Datasalt has ample knowledge of the Big Data field, distributed systems, scalability, search engines and web crawling and web mining. Our philosophy is based on ongoing knowledge recycling and intense research into new techniques, together with the consolidation of the best practices learned. The numerous technologies upon which Datasalt’s solutions are based include:
Take the Tour
Hadoop and its ecosystem
Google revolutionized the world of mass parallel processing systems (MPP) with the invention of the MapReduce paradigm, developed to manage and process the huge amounts of data aggregated to its search engine. Hadoop is an open-source implementation that opens the doors of the MapReduce paradigm to the rest of the industry. Hadoop is mature technology, used by hundreds of companies including Facebook and Yahoo, with clusters of more than 4000 nodes. Hadoop is the technology behind the concept of Big Data.
Spark and its ecosystem
Spark is an innovative Big Data computing framework originally developed in the University of Berkeley. It provides a flexible programming model and makes better use of modern hardware (i.e. memory). Spark represents a step further as a technology and we envision it as the reference Big Data technology for the next years, already being adopted by several companies.

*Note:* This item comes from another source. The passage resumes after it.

PR #2680, opened 2021-11-11
[Workers] DO revision

deadlypants1973:


lukeed (approved):

products/workers/src/content/runtime-apis/durable-objects.md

Real-time stream processing
Nowadays, being able to provide quick answers to Big Data processing is becoming more and more valuable. Real-time processing systems such as Storm or Spark Streaming, together with scalable queuing systems such as Kafka provide the necessary means to cleaning, pre-aggregating and unlocking the value in streams of massive amounts of events that must be handled and processed in a scalable and realiable way. Many companies are already powering their solutions with efficient real-time stream processing using Storm.
Big Data technologies are slowly closing the gap between what was possible in the past and what is possible nowadays. Nowadays it is possible to integrate Big Data applications with Big Data querying systems that are able to deliver quick insights and fast complex analysis by familiar means (SQL).
The trend of NoSQL databases arose due to the limitations regarding scalability and flexibility of relational databases. NoSQL databases leave out certain requirements such as ACID guarantees, fixed table schemas, secondary indexes or foreign keys, to gain in flexibility and scalability. They do not usually support SQL queries, hence the name “no SQL”. NoSQL databases prove to be useful in developing scalable applications and for storage of big data.
Powerful, simple methods for enquiring and extracting information from the Big Data archives are needed. Search engines based on inverted indexes enable one to search among the deluge of information simply and quickly. At Datasalt, we rely on the strength of Lucene search systems such as ElasticSearch and Solr.